• The records:
PR #1796, opened 2024-01-11
Replacing eslint with standard cli

etroynov:
Hi,

While working on one of the plugins for koa which is used in our company I needed to study some points in the `Koa` source code, during the installation of dependencies I noticed `deprecating` warnings.

In the course of studying the project's dependencies I found:
- `eslint-plugin-node` - the plugin has not been updated for the last 4 years and for this reason a fork of `eslint-plugin-n` was created which is recommended for use;
- `eslint-plugin-standard` - marked as deprecated and the official `standard` website recommends using their cli utility;
- `.eslintrc.yml` - does not have any special settings and uses only:
```js
extends: standard
```

# why not just update eslint?

I can see several reasons why the official utility is better than the eslint custom config ( in my opinion ofc ):
- **fewer dependencies** - With eslint we have to monitor and update the list of dependencies:
```json
"eslint": "^7.32.0",
"eslint-config-standard": "^16.0.3",
"eslint-plugin-import": "^2.18.2",
"eslint-plugin-node": "^11.1.0",
"eslint-plugin-promise": "^5.1.0",
"eslint-plugin-standard": "^5.0.0",
```
With `standartd` we have only two dependecies and one of it is optional:
```json
"snazzy": "^9.0.0", // just for pretty output
"standard": "^17.1.0",
```
- **deprecated dependencies** - If, for example, one of the dependencies becomes unsupported, we will need to find a replacement for it, which will also need to be monitored, so it seems to me that if we can avoid this, we should do it.
- **official way** - If a tool has an official cli that is maintained and updated by their team, why not just use it?

## Checklist


etroynov:
@dead-horse, @fengmk2 

Can you take a look?

fengmk2 (approved):
+1

etroynov:
@fengmk2  thx a lot :)

PR #1797, opened 2024-01-11
Drop node.js 12.x, 14.x, 17.x support

etroynov:
# Why we should drop old node.js version support?

There are both pros and cons to supporting as many versions of a language as possible. However, in my subjective opinion, the pros are much less than the cons and I will try to explain it.

Pros:
- you don't need to update the infrastructure often - a complete infrastructure update is sometimes fraught with complex problems and sometimes impossible;
- allows to work with libraries that do not work with new language versions (unsupported libraries) but they have no analogs to replace them;

Cons:
- **security** - unsupported versions of the language do not receive patches to fix critical vulnerabilities found;
- **lack of new features** - supporting and allowing the use of obsolete language versions sometimes blocks the use of new functionality. A good example of this is the `express` library which supports node.js 

```json
"node": ">= 0.10.0"
``` 

That's one of the reasons why the express doesn't support `async/await` of the box ( and I'm not sure that's gonna happen in the foreseeable future );

- **human factor** - When tools support even very old versions of a language, people and companies (if there is no such practice) often forget that it needs to be updated. As an example, I witnessed a hack of company resources through a language vulnerability that was fixed in the next major version, but since the company did not have the practice of regular updates (not a large company), the team only at that moment found out that the language version used on the server has long been unsupported, and it was not supported for a long time.

# Summary

I think version 3 is a good reason to make it a practice to support only those versions that are active and regularly receive security patches.

## Checklist


etroynov:
@3imed-jaberi can you look on it?

jonathanong (approved):

3imed-jaberi (approved):
@etroynov could you please rebase!

etroynov:
@jonathanong @3imed-jaberi, done.

Thanks for the help!

My question is: is there an opportunity for me to join the Koa project as an active developer or maintainer? I have a lot of experience with JavaScript (over 15 years), I also work with Koa and Express every day and have a lot of free time.

If there is any documentation on the joining process or something similar, could you share the link?

fengmk2 (approved):
+1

• Work item: Repeat the listing above word for word, with no line missing.

• The completed task:
PR #1796, opened 2024-01-11
Replacing eslint with standard cli

etroynov:
Hi,

While working on one of the plugins for koa which is used in our company I needed to study some points in the `Koa` source code, during the installation of dependencies I noticed `deprecating` warnings.

In the course of studying the project's dependencies I found:
- `eslint-plugin-node` - the plugin has not been updated for the last 4 years and for this reason a fork of `eslint-plugin-n` was created which is recommended for use;
- `eslint-plugin-standard` - marked as deprecated and the official `standard` website recommends using their cli utility;
- `.eslintrc.yml` - does not have any special settings and uses only:
```js
extends: standard
```

# why not just update eslint?

I can see several reasons why the official utility is better than the eslint custom config ( in my opinion ofc ):
- **fewer dependencies** - With eslint we have to monitor and update the list of dependencies:
```json
"eslint": "^7.32.0",
"eslint-config-standard": "^16.0.3",
"eslint-plugin-import": "^2.18.2",
"eslint-plugin-node": "^11.1.0",
"eslint-plugin-promise": "^5.1.0",
"eslint-plugin-standard": "^5.0.0",
```
With `standartd` we have only two dependecies and one of it is optional:
```json
"snazzy": "^9.0.0", // just for pretty output
"standard": "^17.1.0",
```
- **deprecated dependencies** - If, for example, one of the dependencies becomes unsupported, we will need to find a replacement for it, which will also need to be monitored, so it seems to me that if we can avoid this, we should do it.
- **official way** - If a tool has an official cli that is maintained and updated by their team, why not just use it?

## Checklist


etroynov:
@dead-horse, @fengmk2 

Can you take a look?

fengmk2 (approved):
+1

etroynov:
@fengmk2  thx a lot :)

PR #1797, opened 2024-01-11
Drop node.js 12.x, 14.x, 17.x support

etroynov:
# Why we should drop old node.js version support?

There are both pros and cons to supporting as many versions of a language as possible. However, in my subjective opinion, the pros are much less than the cons and I will try to explain it.

Pros:
- you don't need to update the infrastructure often - a complete infrastructure update is sometimes fraught with complex problems and sometimes impossible;
- allows to work with libraries that do not work with new language versions (unsupported libraries) but they have no analogs to replace them;

Cons:
- **security** - unsupported versions of the language do not receive patches to fix critical vulnerabilities found;
- **lack of new features** - supporting and allowing the use of obsolete language versions sometimes blocks the use of new functionality. A good example of this is the `express` library which supports node.js 

```json
"node": ">= 0.10.0"
``` 

That's one of the reasons why the express doesn't support `async/await` of the box ( and I'm not sure that's gonna happen in the foreseeable future );

- **human factor** - When tools support even very old versions of a language, people and companies (if there is no such practice) often forget that it needs to be updated. As an example, I witnessed a hack of company resources through a language vulnerability that was fixed in the next major version, but since the company did not have the practice of regular updates (not a large company), the team only at that moment found out that the language version used on the server has long been unsupported, and it was not supported for a long time.

# Summary

I think version 3 is a good reason to make it a practice to support only those versions that are active and regularly receive security patches.

## Checklist


etroynov:
@3imed-jaberi can you look on it?

jonathanong (approved):

3imed-jaberi (approved):
@etroynov could you please rebase!

etroynov:
@jonathanong @3imed-jaberi, done.

Thanks for the help!

My question is: is there an opportunity for me to join the Koa project as an active developer or maintainer? I have a lot of experience with JavaScript (over 15 years), I also work with Koa and Express every day and have a lot of free time.

If there is any documentation on the joining process or something similar, could you share the link?

fengmk2 (approved):
+1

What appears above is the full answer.